My fellow constituents, as you probably aren’t aware, we are just 10 days out from the end of this year of many firsts, and with nothing decent to talk about on December 21 besides How To Make Gravy, I figured I’d put together an informative post about the multi-cultural viewership I’ve attracted to the Sporting Reviews in 2020, and despite my Green and Gold tinted view on the world of sport, in the spirit of 2020, it seems I’ve been able to super spread my thoughts to all 9 corners of Planet Earth, and had viewers from countries that 95% of Americans thought were invented by George Lucas in the mid-1970s for a space opera he was writing.
For all I know, it’s just the same 5 people changing their IP addresses over and over for a laugh, so without further ado, here’s a look at the United Nations of JT’s Sporting Reviews, as of December 21:
Ah yes, the tales of woe in the Chalk Eaters are a smash hit among 2 people in Botswana… just as much as they love The No. 1 Ladies’ Detective Agency.
Obviously Australia is the clear No.1 for the views, the Americans seem to enjoy everything I crap on about, especially that strange sport called ‘Aussie Rules’, I have no idea how many of those Indian viewer numbers are bots, the Bangladeshis are enthralled by my constant mentions of Jason Gillespie’s 201 not out, the Kiwis worship Chris Waller, but it’s some of the countries with 20 or fewer viewers that are the highlights.
Austria = Europe’s Australia
Bosnia and Herzegovina = They love their Tuesday Tithbits in Sarajevo
Brazil = I have mentioned Ayrton Senna no fewer than 15 times… make that 16
Denmark = Crown Princess Mary got bored on a Monday afternoon during lockdown
Fiji = They need their fix of Maika Sivo trucking James Tedesco
Finland = Probably took exception to me describing Valtteri Bottas as the four-wheeled Alex Criville
Greece = That was probably just Melbourne viewers
Italy = Based on Lygon Street, they’re all Carlton fans
Iraq = Geez, haven’t they suffered enough?
The Ivory Coast = They love their Sporting Coincidences in Didier Drogba’s homeland
Jordan = Probably happened when I mentioned the old Jordan F1 team in a Motorsport Monday report
Lebanon = Big fans of Josh ‘The Sauce’ Mansour
Laos = “We’re Laotian.” “Laotian?
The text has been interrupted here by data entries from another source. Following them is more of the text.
Issue #1915, opened 2016-04-10
Allow multiple items through pipelines?


dxue2012:
The documentation for pipeline specifies that `process_item` must either return a dict with data, `Item` object or raise a `DropItem` exception. Is there a reason why we aren't allowed to return an iterable of dictionaries with data (or `Item` objects)? It seems impossible to write a pipeline that modifies the input item and returns multiple items under the current framework.

Thank you!

kmike:
For me it makes sense to allow returning multiple items; I'm fine with merging a PR which implements this feature.

kmike:
@dxue2012 what is your use case?

dxue2012:
Cool! I'm considering writing a split/merge pipeline for my scraper that either increases or decreases the number of returned items. Here's an example of splitting an item by one field:

```
class SplitPipeline(object):
    def process_item(self, item, spider):
        """
        Example:
        item = {'a': 1, 'b': 'foo bar'}

        return an iterable with
        {'a':1, 'b': 'foo'}, {'a':1, 'b': 'bar'}
        """
        for v in item['b'].split():
            item['b'] = v
            yield item
```

pawelmhm:
It would be nice to be able to yield multiple items in pipelines. 

I think that with current state of things the only way to "split" or multiply items is either doing this in spider middleware [`process_spider_output`](http://doc.scrapy.org/en/latest/topics/spider-middleware.html#scrapy.spidermiddlewares.SpiderMiddleware.process_spider_output) 

```python

def process_spider_output(self, response, result, spider):
     for x in result:
          if isinstance(x, Item):
              for y in split items: 
                    yield y
                    continue
          yield x
```

or creating nested items in pipeline. 

E.g. you can have item: 

```python
{
"name":"foo",
"nested_items": {"id": 123, "value": "alfa"} # field containing other items
}
```

but nested items are not very convenient to work with and you have to think hard to get proper logical handling of them (at least this is my experience), plus you end up with more complex output.

jeremysmitherman:
Just wanna +1 this, my use case is I'm parsing magic the gathering cards from their website, but some cards are actually doublesided so it would be really useful for me to detect this in a pipeline, create a new item for the other side of the card, and then return them both to the rest of the pipeline.

eLRuLL:
something to think about would be if these new items should go again for the whole pipelines process, so if they should pass again through all pipelines, because one (the main one) already passed through some of the pipelines.

[...]

PR #2029, opened 2016-06-05
#1915: Multiple items through item pipelines

mgachhui:
My solution to #1915. Approach:

- All functions in a pipeline are put inside closures and a process chain is made out of them.
- For the n<sup>th</sup> pipeline, it's output is handled by the n+1<sup>th</sup> pipelineHandler.
- When an iterable is encountered, a parallel call is generated and a DeferredList is returned. According to the Twisted docs, if a callback returns a deferred, then the callchain is paused until that deferred completes. So the concurrency limits should be maintained in my approach.
- When the result of a DeferredList is encountered, a SplitItem exception is raised to exit the callchain.

Hiccups:

- I had to add two extra functions at the end of the pipeline just to handle corner cases. Not sure if there's another way around it.
- My plan was to show the split items when the exception is thrown, but I'm not sure how to do that.
- When an item is split, scraper._itemproc_finished should show it like a normal item, as being scraped from the original response. I don't know how to access the response without changing the function signature.

### DIFF
--- a/scrapy/core/scraper.py
+++ b/scrapy/core/scraper.py
@@ -11,7 +11,7 @@ from scrapy.utils.defer import defer_result, defer_succeed, parallel, iter_errba
 from scrapy.utils.spider import iterate_spider_output
 from scrapy.utils.misc import load_object
 from scrapy.utils.log import logformatter_adapter, failure_to_exc_info
-from scrapy.exceptions import CloseSpider, DropItem, IgnoreRequest
+from scrapy.exceptions import CloseSpider, DropItem, SplitItem, IgnoreRequest
 from scrapy import signals
 from scrapy.http import Request, Response
 from scrapy.item import BaseItem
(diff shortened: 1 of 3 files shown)


lookfwd:
It feels a bit too intrusive. Can you show a small motivating example (spider/pipeline code?)

mgachhui:
I'm not sure about what you meant by intrusive. Could you explain a bit?

An example will be as follows:
```
class Pipeline1(object):
        # Process item as required
        # process_item() can return a single item/dict 
        output = item
        # or an iterable as well
        # output = [some_item, other_item]
        return output  
```
When a pipeline component returns an iterable, each of the elements of the iterable are treated in parallel by the rest of the pipeline.
```
A -> itemA -> B -> itemB -> C
                 -> itemD -> C
```

lookfwd:
By "intrusive" I mean that if it looked like a straightforward 5-line fix, it would be much more easy to judge given my limited attention span etc. :) Continuing on #1915

wRAR:
The original issue was closed in favor of spider middlewares.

What ocean?”
Macedonia = Word of Josh ‘Son Of Peter’ Daicos kicking Goal Of The Year spread fast
Malaysia = With how much they love motorcycles, I think they were looking for “Jack Miller Stoppies”
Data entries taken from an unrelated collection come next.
Issue #8, opened 2011-09-09
Refactor signals


dangra:
Refactor signal handling similar how [Django did for 1.0](http://code.djangoproject.com/wiki/BackwardsIncompatibleChanges#Signalrefactoring).

According to them, the new approach brings up to 90% speed improvements

jdemaeyer:
Here is a partial proof of concept for switching the backend to ``django.dispatch`` while conserving support for the old signaling API: http://jakobdemaeyer.com/x/scrapy_signaling_proof.html

In this implementation, the SignalManager is deprecated and replaced by a NewSignalManager whose sole purpose is backwards-compatibility. The major open question is how to assign the Crawler instance as default sender for a signal, as the signals are now essentially completely decoupled from anything else.

A different implementation could preserve using the SignalManager by solely rewriting the backend, using the NewSignalManager implementation without warnings. Signals would then still be emitted (and handlers registered) via the Crawler.signals attribute instead of on the Signals themselves.

jdemaeyer:
Here's a list of signaling frameworks that might be of interest: http://www.fortpedro.com/blog/2015/1/observer-pattern-event-oriented-programming-in-python

kmike:
another option: https://pypi.python.org/pypi/blinker

eLRuLL:
I would like to work on this issue :smile:

Curita:
If anybody is currently working on this issue let us know, otherwise @eLRuLL: all yours!

kmike:
I've profiled a simple spider which downloads a page and follows all links from it using  LinkExractor. There is a non-standard CrawlerProcess which listens to all signals from its Crawlers and re-sends them through its own SignalManager to provide a single place to listen for all signals - nothing complicated. I haven't checked it with a standard CrawlerProcess.

For this spider signal handling (`SignalManager.send_catch_log function`) is one of the bottlenecks - it takes ~5 times more time than HTML parsing.

redapple:
See https://github.com/scrapy/scrapy/pull/2030

tifcty:
thanks to all of them

PR #2030, opened 2016-06-05
Moving signals away from PyDispatcher

rootAvish:
Fixes https://github.com/scrapy/scrapy/issues/8

This is by no means complete, specially as of the changes committed to this point,  most of the effort to this point dealt with porting relevant parts of `django.dispatch` to Scrapy and writing parts of it without dependency on `django.utils` and introducing methods for API consistency, but opening this PR so that the changes can be monitored by the community. I'll update this as the changes come along in detail about what the individual changes concern themselves with.

To this point we have:
- Introduced the `scrapy.dispatch` module
- Changed all standard signals to be objects of the `Signal` class instead of the generic `object`.

Most of the other stuff is outside the mainline and I'll be pushing it as soon as I'm done with it, I'll preferably have a working prototype by the end of this week(Saturday), latest by the start of the next one(the Monday after that). 

/cc @jdemaeyer


jdemaeyer:
Hey @rootAvish,

thanks for the WIP. You need to replace your imports to use either the full path or a relative one (`from dispatch import Signal` -> `from scrapy.dispatch import Signal` or `from .dispatch import Signal`, and a few others in the `dispatch` subpackage, preferably the absolute path version), you can easily see what I mean when you open a Python interpreter in the repositories base directory and simply try `import scrapy`.

Did you take a look at the tests?

rootAvish:
Right, I thought I had fixed that when I pushed this but I'm really bad at tracking what I have and haven't pushed yet. I'll be pushing a complete working prototype next(by Monday morning) though, hope everything passes at that point.

scrapy/dispatch/dispatcher.py
```diff
@@ -0,0 +1,367 @@
...
+
+            sender
+                The registered sender to disconnect
+
+            dispatch_uid
+                the unique identifier of the receiver to disconnect
+        """
+        if weak is not None:
+            warnings.warn("Passing `weak` to disconnect has no effect.",
+                          ScrapyDeprecationWarning, stacklevel=2)
```
jdemaeyer: We can probably drop `weak` from the keyword arguments, no use in introducing already deprecated code. ;)

scrapy/utils/signal.py
```diff
@@ -5,75 +5,31 @@
...
 
-def disconnect_all(signal=Any, sender=Any):
+def disconnect_all(signal, sender=None):
     """Disconnect all signal handlers. Useful for cleaning up after running
     tests
     """
-    for receiver in liveReceivers(getAllReceivers(sender, signal)):
-        disconnect(receiver, signal=signal, sender=sender)
+    for receiver in signal._live_receivers(sender=sender):
+        signal.disconnect(receiver=receiver, sender=sender)
```
jdemaeyer: This should be a method of `Signal`, with only a pass-through here (like the two functions above)

scrapy/utils/signal.py
```diff
@@ -5,75 +5,31 @@
...
-        except Exception:
-            result = Failure()
-            logger.error("Error caught on signal handler: %(receiver)s",
-                         {'receiver': receiver},
-                         exc_info=True, extra={'spider': spider})
-        else:
-            result = response
-        responses.append((receiver, result))
-    return responses
+    return signal.send_robust(sender=sender, **named)
```
jdemaeyer: We should add `DeprecationWarning`s here and in the two functions below

scrapy/signalmanager.py
```diff
@@ -1,11 +1,10 @@
 from __future__ import absolute_import
-from pydispatch import dispatcher
 from scrapy.utils import signal as _signal
```
jdemaeyer: I wonder if we should drop this, directly call the `Signal` methods, and put deprecation methods into the util functions? They are pass-throughs now anyway.

jdemaeyer:
Great work Avishkar!

I've added a few smaller notes here and there but I think this looks pretty good now. Codecov complains that not all of the newly added code is being executed during the test suite, but that will probably be remedied when we add tests for the new signalling backend.

There are two backwards compatibility issues that we should think about:

1. All signal receivers must now accept `**kwargs`. This is a big one and will definitely break a lot of user code out there (just like it already broke a lot of internal code). In the old signalling backend, we were using [`pydispatcher`'s `robustApply` method](http://pydoc.net/Python/PyDispatcher/2.0.5/pydispatch.robustapply/) to handle receivers that weren't able to accept all keyword arguments. Can we port that to work with our new backend? And then throw a warning when we connect signal receivers that don't accept `**kwargs`, but no longer completely disallow them.

2. As you pointed out earlier, user-defined signals will be broken, because they now need to be instances of `Signal` instead of any arbitrary object. This one is much smaller than the first issue, since user-defined signals should be rare. I think we should try to implement an easy solution if there is one but be ready to let this stand as backwards incompatible if necessary. Given that all signalling tasks go through the `SignalManager`, maybe it's possible to do something like this:

```python
class SignalManager(object):
    _signal_proxies = {}

    def _ensure_signal(self, obj):
        if isinstance(obj, Signal):
            return obj
        # Warn user that this is deprecated here
        self._signal_proxies.setdefault(obj, Signal())
        return self._signal_proxies[obj]

    def connect(self, receiver, signal, **kwargs):
        signal = self._ensure_signal(signal)
        # ...

    # and similar in the other methods
```

I haven't put much thought into it though, issue 1 is definitely of higher priority.

scrapy/dispatch/dispatcher.py
```diff
@@ -0,0 +1,367 @@
...
+            sender
+                The sender of the signal. Can be any python object (normally one
+                registered with a connect if you actually want something to
+                occur).
+
+            named
+                Named arguments which will be passed to receivers. These
+                arguments must be a subset of the argument names defined in
+                providing_args.
+        """
```
jdemaeyer: Tiny nitpick: This docstring should probably still say "Returns a list of tuple pairs [(receiver, response), ... ]."

scrapy/dispatch/dispatcher.py
```diff
@@ -0,0 +1,367 @@
...
+            sender
+                The sender of the signal. Can be anything python object (normally one
+                registered with a connect if you actually want something to
+                occur).
+
+            named
+                Named arguments which will be passed to receivers. These
+                arguments must be a subset of the argument names defined in
+                providing_args.
+        """
```
jdemaeyer: Tiny nitpick: This docstring should probably say "Returns a Deferred that fires with a list of tuple pairs [(receiver, response), ... ]." or similar

scrapy/dispatch/dispatcher.py
```diff
@@ -0,0 +1,367 @@
...
+                    del self.receivers[index]
+                    break
+            self.sender_receivers_cache.clear()
+        return disconnected
+
+    def has_listeners(self, sender=None):
+        return bool(self._live_receivers(sender))
+
+    def send(self, sender, **named):
+        """
```
jdemaeyer: It would be good if the docstrings were formatted in the same fashion as [other ones in `scrapy`](https://github.com/scrapy/scrapy/blob/master/scrapy/settings/__init__.py#L114), but you'll probably encounter this anyways when you do docs

scrapy/signalmanager.py
```diff
@@ -1,12 +1,17 @@
...
+from scrapy.dispatch.robustapply import robustApply
+from scrapy.dispatch.utils import func_accepts_kwargs
 
 
 class SignalManager(object):
 
-    def __init__(self, sender=dispatcher.Anonymous):
+    def __init__(self, sender=None):
         self.sender = sender
+        self.signals = {}
```
jdemaeyer: Why is this dictionary called `signals` when it actually contains (patched) receivers?

scrapy/signalmanager.py
```diff
@@ -23,7 +28,16 @@ def connect(self, receiver, signal, **kwargs):
         :type signal: object
         """
         kwargs.setdefault('sender', self.sender)
-        return dispatcher.connect(receiver, signal, **kwargs)
+        if not func_accepts_kwargs(receiver):
+            warnings.warn("The use of handlers that don't accept "
+                          "**kwargs has been deprecated, plese refer "
+                          "to the Signals API documentation.",
+                          ScrapyDeprecationWarning, stacklevel=2)
+            self.signals[receiver.__repr__()] = \
```
jdemaeyer: Why are we using `receiver.__repr__()` as key and not simply `receiver`?

tests/test_pipeline_media.py
```diff
@@ -31,7 +31,7 @@ def setUp(self):
 
     def tearDown(self):
         for name, signal in vars(signals).items():
-            if not name.startswith('_'):
+            if not name.startswith('_') and name is not 'Signal':
```
jdemaeyer: Use `name != 'Signal'` here. The `is` operator does not check for equality, but for identity (i.e. "does this point to the very same position in memory?"). Using `is` when you mean `==` will sometimes work b/c CPython caches some string and number literals, but you can never be sure:

```python
In [1]: teststr = "hello"
In [2]: teststr is "hello"
Out[2]: True
In [3]: teststr += "2"
In [4]: teststr is "hello2"
Out[4]: False
In [5]: teststr == "hello2"
Out[5]: True
```

tests/test_engine.py
```diff
@@ -119,13 +118,13 @@ def run(self):
...
-        dispatcher.connect(self.stop, signals.engine_stopped)
+        signals.engine_stopped.connect(self.stop)
         return self.deferred
 
-    def stop(self):
+    def stop(self, **kw):
         self.port.stopListening()
         for name, signal in vars(signals).items():
-            if not name.startswith('_'):
+            if not name.startswith('_') and name is not 'Signal':
```
jdemaeyer: Use `name != 'Signal' here (see below)

tests/test_utils_signal.py
```diff
@@ -69,11 +69,11 @@ def _get_result(self, signal, *a, **kw):
...
-        dispatcher.connect(test_handler, test_signal)
+        test_signal = Signal()
+        test_handler = lambda **kw: defer.Deferred()
+        test_signal.connect(test_handler)
         with LogCapture() as l:
             send_catch_log(test_signal)
         self.assertEqual(len(l.records), 1)
         self.assertIn("Cannot return deferreds from signal handler", str(l))
-        dispatcher.disconnect(test_handler, test_signal)
+        test_signal.disconnect(test_handler)
```
jdemaeyer: Missing newline :)

tests/test_utils_signal.py
```diff
@@ -2,20 +2,20 @@
 from twisted.trial import unittest
 from twisted.python.failure import Failure
 from twisted.internet import defer, reactor
-from pydispatch import dispatcher
 
+from scrapy.dispatch import Signal
 from scrapy.utils.signal import send_catch_log, send_catch_log_deferred
 
 
 class SendCatchLogTest(unittest.TestCase):
```
jdemaeyer: This test should probably be moved to a new module `test_dispatcher` or something, since the real code no longer lives in `utils.signal`

scrapy/signalmanager.py
rootAvish: @jdemaeyer I read [here](http://stackoverflow.com/questions/11162201/is-it-always-faster-to-use-string-as-key-in-a-dict) that it's best to use string keys in a Python dictionary, so decided to use the string representation of the callable as key instead of a callable instance.

scrapy/dispatch/robustapply.py
```diff
@@ -17,24 +18,29 @@ def function( receiver ):
...
+    receiver, codeObject, startIndex = function(receiver)
+    acceptable = codeObject.co_varnames[startIndex+len(arguments):
+                                        codeObject.co_argcount]
     for name in codeObject.co_varnames[startIndex:startIndex+len(arguments)]:
-        if named.has_key( name ):
+        if name in named:
             raise TypeError(
-                """Argument %r specified both positionally and as a keyword for calling %r"""% (
+                """Argument %r specified both positionally and
+                as a keyword for calling %r""" % (
```
jdemaeyer: This string (as it will be printed to the user) contains the newline and all the blanks before "as a keyword":

    Argument %r specified both positionally and\n                as a keyword for calling %r.

You can use Python's magic string concatenation to avoid this:
```python
             raise TypeError(
                """Argument %r specified both positionally and """
                """as a keyword for calling %r""" % (
```

scrapy/signalmanager.py
```diff
@@ -3,15 +3,36 @@
...
+        # Ensure we got at least an old style signal
+        warnings.warn("Signals in scrapy are no longer instances of the basic "
+                      "python object but rather the Signal class defined in "
+                      "the scrapy.dispatch module. Please refer to the Signal "
+                      "API documentation.",
+                      ScrapyDeprecationWarning, stacklevel=3)
+        signal_name = signal.__repr__()
+        if signal_name not in self._signal_proxies:
+            self._signal_proxies.setdefault(signal_name, _Signal())
+        return self._signal_proxies[signal_name]
```
jdemaeyer: 1. There is a race condition here, where `signal_name` is not in `self._signal_proxies` at the time when the `if` condition is evaluated, but is already when the next line is evaluated (oh the perks of asynchronous programming). You're already doing the right thing by using `setdefault`, but then you can also skip the "check if already in dict" step.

Nicaragua = There’s a lot of West Coast Eagles fans there from the mid-2000s
Malta = Contrary to popular belief, the people of Malta are not Maltesers
Monaco = Doesn’t Wayne Gardner still live there?
Mongolia = They’re trying to get William Pike to ride in the 2021 Mongolian Derby
Nepal = The Sherpas needed something to back during the Spring Carnival
New Caledonia = Doesn’t that technically count as French viewership
Romania = Wondering when Pavel Florin is going to get a run in the Big Bash
Spain = You know what they call Pikey in Valencia? El Mago.
South Africa = Mostly came in August, and most came looking for Brad Binder, the two-wheeled Jody Scheckter
Sweden = I probably mentioned Muriel’s Wedding
Mexico = Sergio Perez
Uganda = Yeah, that’s real, so what Uganda do about it?
Zambia = Zambia
I get a great thrill seeing all kinds of unique countries with a common interest in not understanding a thing I say… Thank you all!